Baudouin, in turn, became professor of comparative linguistics and Sanskrit in Kraków in 1893, a position which satisfied him, since it was in Poland. His pro-Polish feelings, however, proved undesirable to the Austro-Hungarian authorities of the city. Since Baudouin did not enjoy the equivalent of modern academic tenure, his contract was simply not renewed after five years, and he was forced to return to Saint Petersburg. Here too he got into political difficulties, this time through his attacks on the tsarist suppression of national minorities, and he eventually spent some months in jail. Freed at the outbreak of World War I, he taught again briefly in Saint Petersburg until he was invited to the chair of Indo-European linguistics at the University of Warsaw in the reestablished independent Poland. He remained there until his death in 1929.

== Legacy and reception ==
The influence of Baudouin and Kruszewski was primarily on Baudouin's students, especially in Saint Petersburg, where his teaching was to some extent continued in the Leningrad school of Soviet linguistics. However, their own work was also known beyond their immediate circle.
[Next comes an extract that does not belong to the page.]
PR #165, opened 2026-09-07
feat(federation): requests waiting — a home banner and a phone notification

IrosTheBeggar:
Builds the Tier 1 plan from the assessment: a banner on the browse page while federation requests are waiting, and a phone notification when one comes in while the app is open or playing. **Stacked on #164** (retarget after it merges). The count comes from the server — **IrosTheBeggar/mStream#957** adds `user.federationInbox` to the boot payload; against an older server nothing shows.

## What the phone gets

Baudoin produced many publications during his lifetime, but since much of this body of writing appeared in obscure places and in Russian and Polish, which were not accessible to many Western scholars, his ideas were not widely known to his contemporaries. One exception to this was Saussure, who had met Baudouin in 1881 at a meeting of the Paris Society of Linguistics. Baudouin donated copies of some of his and Kruszewski's works to the Society and Saussure read them with interest. In turn, Saussure's works in Proto-Indo-European were reviewed favorably by Baudouin and Kruszewsi. There was thus a certain amount of interaction, including an exchange of several letters, as well as mutual appreciation between these two major sources of modern phonological thought. However, only Saussure's work was widely known until the publication of collections of Baudouin's papers in Polish and English in the 1970s. A collection of Kruszewski's work in English translation has been promised for a number of years but, as of 2021, has not yet appeared. In 1908, Saussure wrote that Baudouin and Kruszewski were "closer than anyone else to a theoretical view of language", yet "unknown to most western scholars".
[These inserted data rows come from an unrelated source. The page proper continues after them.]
PR #171, opened 2026-09-12
fix(l10n): grey screen on every non-English device since v0.36.0

### LINKED ISSUE #169: Android app stuck on grey screen – v0.36.0 / Android 16
Hi,

I’m using v0.36.0 on Android 16 (Nothing Phone / Nothing OS 4.1).

Unfortunately, I’m currently unable to use the Android app because it gets stuck on a grey screen.

I’ve already tried clearing the app cache and storage, but the issue persists.

I also have screen recordings showing the problem hosted on my Nextcloud server, in case they’re helpful for troubleshooting:

https://nextcloud.elixs.de/s/HpK29cGCDa3JYZG

Stay safe,
Elias

IrosTheBeggar:
## Summary
Since v0.36.0 the app shows a grey screen on the home and Add Server screens for every device whose language is not English (#169, reported on a German Nothing Phone running Android 16). It is not an Android 16 or Nothing OS problem; v0.35.0 is unaffected.

## Root cause
PR #126 moved the UI to `package:material_ui`, whose `MaterialLocalizations` is a different Dart type from `package:flutter/material`'s. The generated `AppLocalizations.localizationsDelegates` only carries the flutter_localizations delegates (the flutter/material type), so material_ui widgets were left with `DefaultMaterialLocalizations`, which supports only `en`. The app declares de/es/fr/it/ja/pl/pt/ru/zh as supported locales, so a German phone resolves to `de`, Flutter loads no material_ui `MaterialLocalizations` for it, and every `MaterialLocalizations.of(context)` throws: the drawer tooltip on the home screen, `TextField`/`TabBar` on Add Server, the language `DropdownButton` on Welcome. In release that exception renders as the grey `ErrorWidget`. Unsupported device languages fall back to the first supported locale, which is `de`, so they were hit as well. Only English devices escaped.

## Fix
- `lib/l10n/localizations_delegates.dart`: `appLocalizationsDelegates` = the generated list + material_ui's `GlobalMaterialLocalizations.delegate` + cupertino_ui's `GlobalCupertinoLocalizations.delegate` (cupertino_ui becomes a direct dependency for the import).
- Every `MaterialApp` (`main.dart`, `test/`, `integration_test/`) uses that list.
- `test/localizations_delegates_test.dart` resolves all ten supported locales and keeps a negative control proving the generated-only list fails for `de`.

## Verification
- `flutter analyze` clean on the touched files; the full `flutter test` suite passes (622 tests).
- Reproduced with a debug build on Pixel_4_API_31 (app language `de`) and Pixel_6_API_36 (Android 16, per-app locale `de-DE`): red "No MaterialLocalizations found" on exactly the screens in the report. With the fix, home and Add Server render in German on both, no exceptions in logcat.
- Release-mode smoke on the Android 16 emulator (`de-DE`, an unsupported `nl-NL`, and `en-US`): running now, results posted as a comment before merge.

Thanks to @elixs-de for the report and the screen recording. It caught this before the build reached Google Play.

Fixes #169

### DIFF
--- a/integration_test/helpers/test_helpers.dart
+++ b/integration_test/helpers/test_helpers.dart
@@ -35,11 +35,12 @@ import 'package:path_provider/path_provider.dart';
 
 import 'package:mstream_music/main.dart';
 import 'package:mstream_music/l10n/app_localizations.dart';
+import 'package:mstream_music/l10n/localizations_delegates.dart';
 import 'package:mstream_music/singletons/server_list.dart';
 import 'package:mstream_music/singletons/browser_list.dart';
 
 Widget testApp() => MaterialApp(
-      localizationsDelegates: AppLocalizations.localizationsDelegates,
+      localizationsDelegates: appLocalizationsDelegates,
       supportedLocales: AppLocalizations.supportedLocales,
       home: MStreamApp(),
     );
--- a/integration_test/server_edit_jwt_test.dart
+++ b/integration_test/server_edit_jwt_test.dart
@@ -20,6 +20,7 @@ import 'package:flutter_test/flutter_test.dart';
 import 'package:integration_test/integration_test.dart';
 
 import 'package:mstream_music/l10n/app_localizations.dart';
+import 'package:mstream_music/l10n/localizations_delegates.dart';
 import 'package:mstream_music/objects/server.dart';
 import 'package:mstream_music/screens/add_server.dart';
 import 'package:mstream_music/singletons/server_list.dart';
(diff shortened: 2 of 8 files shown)


IrosTheBeggar:
Release-mode smoke (signed `flutter build apk --release --flavor full`, fresh install on the Android 16 emulator `Pixel_6_API_36`, per-app locale via `cmd locale set-app-locales`):

- `de-DE`: Welcome (including the language dropdown), Add Server (Quick Connect tab, pairing-code field) and the main screen all render in German. Before the fix all three were grey.
- `nl-NL`: renders in English. A per-app locale keeps the system's `en-US` in the preferred list, so this exercised the English path; an all-Dutch phone resolves to `de`, which is the path above.
- `en-US`: renders as before.
- `adb logcat`: no `E/flutter` and no widget-library exceptions across all runs.

Full `flutter test`: 622 passed. Merging and cutting v0.37.1.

In eastern Europe, the Kazan school was more influential. Baudouin and Kruszewski influenced a generation of linguists within Kazan, including Vasily Bogoroditsky, who succeeded Kruszewski as the Chair of Indo-European at Kazan after his death. Other notable students of the Kazan school include the Indo-Europeanist Sergey Bulich, the Slavicist Alexander Ivanovich Alexandrov, and the Turkologist Wilhelm Radloff. The linguistic tradition of the Kazan school at the University of Kazan has continued up to the present day. Outside of Kazan, The Kazan school has also influenced the Russian linguists Roman Jakobson and Nikolai Trubetzkoy, who eventually formed the Prague linguistic circle, and the Polish Indo-Europeanist Jerzy Kuryłowicz.

In a 1972 paper, historian of linguistics E. F. K. Koerner called the marginalization of Baudouin in Western works of linguistic historiography a "deplorable state of affairs", citing that only one other English language work on Baudouin had been published up to that point. On the other hand, eastern European works on the history of linguistics dedicated entire chapters to Baudouin's work, equalling that of Saussure or the American linguist Leonard Bloomfield. According to linguist Stephen R. Anderson, the treatment of alternations in Kazan school phonology parallels the focus on phonological rules in generative phonology in contemporary linguistic theory, adding that their insights "are arguably more profound than many opinions underlying discussion of the same issues today".